• **Input data**:
....
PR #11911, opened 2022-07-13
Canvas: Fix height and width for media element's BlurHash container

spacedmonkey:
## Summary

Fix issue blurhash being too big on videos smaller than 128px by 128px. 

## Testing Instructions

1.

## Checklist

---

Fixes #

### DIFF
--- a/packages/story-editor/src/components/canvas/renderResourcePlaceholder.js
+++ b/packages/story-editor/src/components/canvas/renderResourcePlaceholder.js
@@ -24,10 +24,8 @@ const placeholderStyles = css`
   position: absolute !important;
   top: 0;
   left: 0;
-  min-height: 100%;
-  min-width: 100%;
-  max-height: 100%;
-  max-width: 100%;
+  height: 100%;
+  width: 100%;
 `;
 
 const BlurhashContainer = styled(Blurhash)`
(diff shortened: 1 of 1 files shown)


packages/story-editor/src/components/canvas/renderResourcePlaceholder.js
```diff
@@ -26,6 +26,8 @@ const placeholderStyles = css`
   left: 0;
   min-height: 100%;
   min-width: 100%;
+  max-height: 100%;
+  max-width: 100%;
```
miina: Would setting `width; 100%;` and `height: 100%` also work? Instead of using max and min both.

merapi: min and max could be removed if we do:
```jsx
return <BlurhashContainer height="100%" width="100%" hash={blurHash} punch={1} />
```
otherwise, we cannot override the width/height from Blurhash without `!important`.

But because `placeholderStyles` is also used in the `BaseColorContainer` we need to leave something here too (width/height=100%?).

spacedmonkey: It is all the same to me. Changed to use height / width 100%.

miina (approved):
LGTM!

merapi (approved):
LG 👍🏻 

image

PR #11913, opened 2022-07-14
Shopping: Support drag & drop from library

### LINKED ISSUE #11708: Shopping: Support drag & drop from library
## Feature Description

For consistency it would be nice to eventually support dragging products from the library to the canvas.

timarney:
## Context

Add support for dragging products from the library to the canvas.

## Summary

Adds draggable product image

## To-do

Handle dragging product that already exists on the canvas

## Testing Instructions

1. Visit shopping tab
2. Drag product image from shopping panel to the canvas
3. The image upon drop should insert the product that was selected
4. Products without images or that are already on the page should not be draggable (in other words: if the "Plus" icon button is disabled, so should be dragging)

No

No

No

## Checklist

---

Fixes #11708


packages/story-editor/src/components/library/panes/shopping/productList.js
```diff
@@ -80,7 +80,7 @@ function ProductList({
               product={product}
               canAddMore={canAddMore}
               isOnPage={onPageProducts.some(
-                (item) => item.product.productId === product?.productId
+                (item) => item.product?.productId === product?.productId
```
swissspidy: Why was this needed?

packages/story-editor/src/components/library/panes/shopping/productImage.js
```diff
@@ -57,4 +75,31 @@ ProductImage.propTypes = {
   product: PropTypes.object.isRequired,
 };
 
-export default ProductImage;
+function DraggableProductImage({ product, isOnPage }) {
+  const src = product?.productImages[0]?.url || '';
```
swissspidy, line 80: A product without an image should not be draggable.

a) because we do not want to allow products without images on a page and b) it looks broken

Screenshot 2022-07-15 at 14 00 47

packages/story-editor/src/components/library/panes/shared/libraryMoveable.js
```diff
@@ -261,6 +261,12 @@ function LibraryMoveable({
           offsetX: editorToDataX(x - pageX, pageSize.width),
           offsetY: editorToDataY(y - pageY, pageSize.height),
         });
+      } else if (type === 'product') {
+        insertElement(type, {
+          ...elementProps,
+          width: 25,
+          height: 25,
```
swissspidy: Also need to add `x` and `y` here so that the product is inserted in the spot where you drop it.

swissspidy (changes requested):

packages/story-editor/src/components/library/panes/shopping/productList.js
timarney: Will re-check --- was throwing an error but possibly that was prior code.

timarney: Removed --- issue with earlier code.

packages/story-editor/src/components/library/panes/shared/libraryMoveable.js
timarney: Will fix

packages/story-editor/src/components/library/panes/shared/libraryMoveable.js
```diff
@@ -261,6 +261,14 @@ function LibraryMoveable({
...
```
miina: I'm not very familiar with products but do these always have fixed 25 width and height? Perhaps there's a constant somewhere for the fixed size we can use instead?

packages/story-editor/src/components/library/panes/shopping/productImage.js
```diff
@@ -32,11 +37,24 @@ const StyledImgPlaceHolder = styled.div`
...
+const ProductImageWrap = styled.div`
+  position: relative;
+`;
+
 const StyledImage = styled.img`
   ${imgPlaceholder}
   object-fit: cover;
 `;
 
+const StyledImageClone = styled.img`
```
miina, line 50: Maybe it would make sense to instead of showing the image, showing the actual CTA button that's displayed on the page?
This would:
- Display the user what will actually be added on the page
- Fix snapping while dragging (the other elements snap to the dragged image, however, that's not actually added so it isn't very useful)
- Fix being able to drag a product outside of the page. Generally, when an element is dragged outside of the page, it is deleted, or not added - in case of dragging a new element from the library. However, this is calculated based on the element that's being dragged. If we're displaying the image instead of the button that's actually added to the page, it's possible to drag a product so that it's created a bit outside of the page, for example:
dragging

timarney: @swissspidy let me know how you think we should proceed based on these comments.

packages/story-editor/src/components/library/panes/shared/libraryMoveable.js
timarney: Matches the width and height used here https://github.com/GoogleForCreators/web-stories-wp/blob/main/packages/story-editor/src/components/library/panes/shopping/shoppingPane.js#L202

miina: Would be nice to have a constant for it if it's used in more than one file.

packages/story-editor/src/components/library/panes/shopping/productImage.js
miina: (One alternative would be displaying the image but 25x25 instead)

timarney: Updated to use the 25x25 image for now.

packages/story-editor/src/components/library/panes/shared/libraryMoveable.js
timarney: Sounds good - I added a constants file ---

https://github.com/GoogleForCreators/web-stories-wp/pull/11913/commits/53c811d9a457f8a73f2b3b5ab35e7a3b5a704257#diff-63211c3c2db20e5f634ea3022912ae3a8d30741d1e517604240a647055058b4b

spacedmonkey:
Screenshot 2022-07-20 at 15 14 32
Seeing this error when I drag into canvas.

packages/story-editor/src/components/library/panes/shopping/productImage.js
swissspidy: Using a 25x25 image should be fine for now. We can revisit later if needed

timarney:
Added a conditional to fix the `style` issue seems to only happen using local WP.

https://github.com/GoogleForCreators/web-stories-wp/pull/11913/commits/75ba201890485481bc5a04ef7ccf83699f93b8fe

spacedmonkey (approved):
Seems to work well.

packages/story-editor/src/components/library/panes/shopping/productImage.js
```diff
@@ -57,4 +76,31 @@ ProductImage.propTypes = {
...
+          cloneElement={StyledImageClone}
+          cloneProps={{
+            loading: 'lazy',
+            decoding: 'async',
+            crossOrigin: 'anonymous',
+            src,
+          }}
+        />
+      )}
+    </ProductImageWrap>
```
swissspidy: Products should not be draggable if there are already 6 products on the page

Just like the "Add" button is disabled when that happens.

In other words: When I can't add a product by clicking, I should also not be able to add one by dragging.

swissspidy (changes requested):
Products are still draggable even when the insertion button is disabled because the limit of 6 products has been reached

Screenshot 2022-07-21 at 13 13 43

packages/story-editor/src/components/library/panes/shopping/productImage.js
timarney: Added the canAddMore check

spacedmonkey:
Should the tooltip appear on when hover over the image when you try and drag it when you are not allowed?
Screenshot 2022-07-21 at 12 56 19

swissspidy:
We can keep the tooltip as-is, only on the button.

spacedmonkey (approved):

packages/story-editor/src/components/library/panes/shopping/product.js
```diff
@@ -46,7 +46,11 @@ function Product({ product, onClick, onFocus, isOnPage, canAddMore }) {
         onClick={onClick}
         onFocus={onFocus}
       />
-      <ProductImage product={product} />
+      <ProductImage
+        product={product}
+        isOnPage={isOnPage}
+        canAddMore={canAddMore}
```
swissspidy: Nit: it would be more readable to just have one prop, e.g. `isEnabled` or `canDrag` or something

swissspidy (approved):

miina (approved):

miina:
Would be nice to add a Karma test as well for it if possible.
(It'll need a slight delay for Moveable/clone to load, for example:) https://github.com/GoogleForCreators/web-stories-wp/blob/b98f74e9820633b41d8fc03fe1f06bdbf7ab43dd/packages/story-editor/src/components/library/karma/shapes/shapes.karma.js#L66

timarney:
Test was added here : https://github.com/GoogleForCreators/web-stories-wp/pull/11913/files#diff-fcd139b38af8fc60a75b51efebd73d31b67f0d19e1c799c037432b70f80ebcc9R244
....
• **Your goal**: If a line of the records above holds the word "being", show it.

• **Answer area**:
Fix issue blurhash being too big on videos smaller than 128px by 128px. 
- Fix being able to drag a product outside of the page. Generally, when an element is dragged outside of the page, it is deleted, or not added - in case of dragging a new element from the library. However, this is calculated based on the element that's being dragged. If we're displaying the image instead of the button that's actually added to the page, it's possible to drag a product so that it's created a bit outside of the page, for example:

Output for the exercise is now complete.